DATA:
PR #1110, opened 2026-08-21
fix(backend): the forbidden-crate diagnostic panics on a non-ASCII path

vyncint:
## What is wrong

The collector renders `CUDA-OXIDE: FORBIDDEN CRATE IN DEVICE CODE` in a boxed error. Fitting the function path into that box was:

```rust
// Truncate fn_path if too long (max 48 chars to fit in box)
let fn_display = if fn_path.len() > 48 {
    format!("{}...", &fn_path[..45])
} else {
    fn_path.clone()
};
```

The comment says characters, and the box pads the field with `{:<48}`, which counts characters. Both operations here are on bytes, and each is wrong in its own way.

**`&fn_path[..45]` aborts the compiler.** It is a byte index, so when byte 45 falls inside a multi-byte character it panics. Rust identifiers may be non-ASCII (stable since 1.53), so a path can reach here in that shape — and the result is an abort *while emitting a user error*. The diagnostic this box exists to print is replaced by an ICE. Reproduced against the old expression:

```
path = "é".repeat(60)   // 120 bytes, 60 chars, byte 45 mid-character
byte index 45 is not a char boundary; it is inside 'é' (bytes 44..46 of string)
```

**`fn_path.len() > 48` measures the wrong thing.** A 48-character path spelled partly with multi-byte characters is 51 bytes, so it was truncated even though it fits the box:

```
path = "a" * 45 + "é" * 3   // 48 chars, 51 bytes, byte 45 is a boundary
old -> truncated to 45 chars + "..."      new -> left alone
```

## The change

Both go through one character-based helper, extracted so it is testable. `truncate_path_for_box` returns the path unchanged when it fits the character budget, and otherwise keeps `width - 3` characters and appends an ellipsis, so the result never exceeds `width` characters and never splits one.

The other `CollectDecision::Forbidden` arm formats the full path with no slicing and is unaffected.

## Scope

I swept the tree for the same shape — a format width specifier in a file that also guards on `.len() > N` — and `collector.rs` is the only hit. `local_memory_diagnostic.rs:464` (`&full[..40]`) is inside a `#[test]` over ASCII input; `ptx_asm.rs:403` (`&value[1..]`) indexes a fixed constraint set.

## Tests

Four, in `collector`'s existing `mod tests`:

| test | pins |
|---|---|
| `truncating_a_path_for_the_box_respects_char_boundaries` | the panic. Asserts the fixture really does straddle byte 45 (`!path.is_char_boundary(45)`), so the test cannot silently stop covering the bug |
| `a_path_that_fits_is_left_alone` | short paths untouched |
| `a_multibyte_path_within_the_char_budget_is_not_truncated` | the bytes-vs-chars half: 30 chars / 60 bytes must not truncate |
| `truncation_never_exceeds_the_width` | 49/60/200-char inputs all come out at exactly 48 |

## Verification

All local, no GPU needed.

- `cargo test --lib` in `crates/rustc-codegen-cuda`: **27 passed, 0 failed**. CI runs this same command in its `cargo test --lib (rustc-codegen-cuda)` job.
- `cargo fmt --all --check`: clean
- `cargo clippy --all-targets -- -D warnings`: clean
- `RUSTDOCFLAGS="-D warnings" cargo doc --no-deps`: clean

One file, `crates/rustc-codegen-cuda/src/collector.rs`. I checked every open PR's file list via `gh api --paginate .../pulls/N/files` — no open PR touches it.

### DIFF
--- a/crates/rustc-codegen-cuda/src/collector.rs
+++ b/crates/rustc-codegen-cuda/src/collector.rs
@@ -559,6 +559,32 @@ pub fn is_fully_monomorphized<'tcx>(tcx: TyCtxt<'tcx>, instance: Instance<'tcx>)
 /// are not part of `core_float_math`; `sin`/`cos` are listed defensively in
 /// case a build ever takes the `std` route too. Only `std::`-prefixed names
 /// belong here; `core`-based shims are already allowed.
+/// Fit a function path into the forbidden-crate diagnostic box.
+///
+/// The box pads this field with `{:<48}`, which counts characters, so the
+/// budget is a character budget. Two things follow, and the previous
+/// `if fn_path.len() > 48 { &fn_path[..45] }` got both wrong for a path that
+/// is not pure ASCII:
+///
+/// * `len()` is bytes. A 30-character path spelled with multi-byte characters
+///   can exceed 48 bytes and be truncated even though it would have fit.
+/// * `&fn_path[..45]` is a byte index. When byte 45 lands inside a multi-byte
+///   character it panics with "byte index 45 is not a char boundary" -- so
+///   emitting the diagnostic for a forbidden call would abort the compiler
+///   instead of printing the error the box exists to print. Rust identifiers
+///   may be non-ASCII, so a path can reach here in that shape.
+///
+/// Truncation keeps `width - 3` characters and appends an ellipsis, so the
+/// result never exceeds `width` characters.
+fn truncate_path_for_box(fn_path: &str, width: usize) -> String {
+    debug_assert!(width > 3, "the ellipsis needs room");
+    if fn_path.chars().count() <= width {
+        return fn_path.to_owned();
+    }
+    let kept: String = fn_path.chars().take(width - 3).collect();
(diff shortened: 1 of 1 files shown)


nihalpasham:
- Confirmed the mismatch: the box pads with `{:<48}` (characters) while the truncation used byte length and a byte index, so a multi-byte path could panic mid-character while printing an error, and a multi-byte path that fit got truncated anyway. The helper plus tests lock both directions; tests, fmt, clippy clean.
- Worth noting: `Forbidden` is built at one site, only for `std` def-paths, which are pure ASCII today, so the ICE is latent; this is hardening of objectively wrong code rather than a user-visible crash fix.
- **One commit layered on:** the helper and its docs were spliced inside `is_intrinsic_lowered_cmath_shim`'s doc block, so the fused comment attached to the helper and the cmath allowlist lost its documentation, including the float_math.rs keep-in-sync note. Moved the helper above the block; no code change.

nihalpasham (approved):

PR #10, opened 2022-03-21
Fix mobile menu on dark mode

nachoiacovino:


constants/currencies.ts
```diff
@@ -216,11 +216,6 @@ const Mumbai: CurrencyMetadata[] = [
     name: "Polygon",
     symbol: "MATIC",
   },
-  {
```
jnsdls, line 219: why are removing this again?

jnsdls (commented):
quick questions

PR #26, opened 2022-03-28
Update CID on embeds

nachoiacovino:


jnsdls:
@nachoiacovino it looks like with MM I cannot claim in embeds / buy in marketplaces anymore after this update, please make sure that's an isolated issue for me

TASK TO CARRY OUT: Print exactly the lines above from the one with "are already allowed." to the one with "spelled with multi-byte characters", including both.

WRITTEN ANSWER:
 /// belong here; `core`-based shims are already allowed.
+/// Fit a function path into the forbidden-crate diagnostic box.
+///
+/// The box pads this field with `{:<48}`, which counts characters, so the
+/// budget is a character budget. Two things follow, and the previous
+/// `if fn_path.len() > 48 { &fn_path[..45] }` got both wrong for a path that
+/// is not pure ASCII:
+///
+/// * `len()` is bytes. A 30-character path spelled with multi-byte characters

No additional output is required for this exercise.